Born on 31 August 1956 to a Hakka (aboriginal) father and Taiwanese mother, Tsai is the youngest of nine children. She finished law at the National Taiwan University, regarded as the most prestigious university in her country, after which she took up master of laws in Cornell University in the U.S., passed the New York Bar and went on to finish her doctorate in law from the London School of Economics and Political Science.
When she returned to Taipei in the early 1980s, she taught law for 16 years in universities in the capital city. She then joined the government as key trade negotiator and helped paved the way for Taiwan’s entry into the World Trade Organization in 2002. Tsai’s strengths in negotiations and diplomacy shone during these years.
She joined the DPP in 2004 and was voted party leader in 2014, a position she held for many years. Again, she broke record as the first woman president of DPP.
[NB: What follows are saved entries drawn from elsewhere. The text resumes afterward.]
PR #2966, opened 2023-05-19
docs(spinner): add docs for resizing

mapsandapps:
In https://github.com/ionic-team/ionic-framework/issues/18115, a user recommended adding an example to the docs for the functionality added in https://github.com/ionic-team/ionic-framework/pull/27424.

### DIFF
--- a/docs/api/spinner.md
+++ b/docs/api/spinner.md
@@ -43,6 +43,14 @@ import CSSProps from '@site/static/usage/v7/spinner/theming/css-properties/index
 
 <CSSProps />
 
+## Styling
+
+### Resizing
+
+import Resizing from '@site/static/usage/v7/spinner/theming/resizing/index.md';
+
+<Resizing />
+
 
 ## Properties
 <Props />
--- a/static/usage/v7/spinner/theming/resizing/demo.html
+++ b/static/usage/v7/spinner/theming/resizing/demo.html
@@ -1,0 +1,29 @@
+<!DOCTYPE html>
+<html lang="en">
+  <head>
+    <meta charset="UTF-8" />
+    <meta name="viewport" content="width=device-width, initial-scale=1.0" />
+    <title>Spinner</title>
+    <link rel="stylesheet" href="../../../../common.css" />
+    <script src="../../../../common.js"></script>
+    <script type="module" src="https://cdn.jsdelivr.net/npm/@ionic/core@6/dist/ionic/ionic.esm.js"></script>
+    <link rel="stylesheet" href="https://cdn.jsdelivr.net/npm/@ionic/core@6/css/ionic.bundle.css" />
+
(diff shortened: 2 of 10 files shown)


docs/api/spinner.md
```diff
@@ -43,6 +43,14 @@ import CSSProps from '@site/static/usage/v7/spinner/theming/css-properties/index
 
 <CSSProps />
 
+## Styling
+
+### Resizing
+
```
mapsandapps, line 49: I wasn't sure what to name/where to put this. I'm also not sure if we want to add this to the docs at all. Feel free to reject if that's appropriate 🙂

thetaPC: I lean towards following the structure that buttons has for the [size section](https://ionicframework.com/docs/v6/api/button#size).

static/usage/v7/spinner/theming/resizing/demo.html
```diff
@@ -0,0 +1,29 @@
+<!DOCTYPE html>
+<html lang="en">
+  <head>
+    <meta charset="UTF-8" />
+    <meta name="viewport" content="width=device-width, initial-scale=1.0" />
+    <title>Spinner</title>
+    <link rel="stylesheet" href="../../../../common.css" />
+    <script src="../../../../common.js"></script>
+    <script type="module" src="https://cdn.jsdelivr.net/npm/@ionic/core@6/dist/ionic/ionic.esm.js"></script>
+    <link rel="stylesheet" href="https://cdn.jsdelivr.net/npm/@ionic/core@6/css/ionic.bundle.css" />
```
thetaPC, line 10: These need to point to `core@7`

thetaPC (changes requested):

docs/api/spinner.md
mapsandapps: Hmm, I had looked at that one, but for button, `size` is an attribute, and it seems like most of the top-level items like that are attributes.

thetaPC: Good point regarding the attributes.

I also agree that it follows the action sheet more.

docs/api/spinner.md
```diff
@@ -37,19 +37,19 @@ import Colors from '@site/static/usage/v7/spinner/theming/colors/index.md';
 
 <Colors />
 
-### CSS Custom Properties
+### Styling
 
-import CSSProps from '@site/static/usage/v7/spinner/theming/css-properties/index.md';
+You may use custom CSS to style the spinner. For example, you can resize the spinner by setting the width and height.
```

She may be “mousy,” as described by The Economist, far from the fiery Taiwanese politicians she deals with, yet Tsai has courageously stood against authoritarianism. She has dispelled the idea that democracy and economic growth are incompatible.
In this age of disinformation, Taiwan has also made it a priority policy to fight “fake news” by strengthening its legal framework to identify and prevent its spread.
As a defender of Taiwan’s sovereignty, Tsai has shown that leaders can quietly but vigorously champion democracy, make it more robust, and let it stand as an example to the rest of the world.
Excerpt from the book Compelled by Duty, Conscripted by Destiny: Portraits of 16 Asian Women at the Frontline of Democratic Struggle, authored by John Joseph S. Coronel, published by the Council of Asian Liberals and Democrats
Read more inspiring stories of women who shattered the glass ceiling and overcame the glass cliff here.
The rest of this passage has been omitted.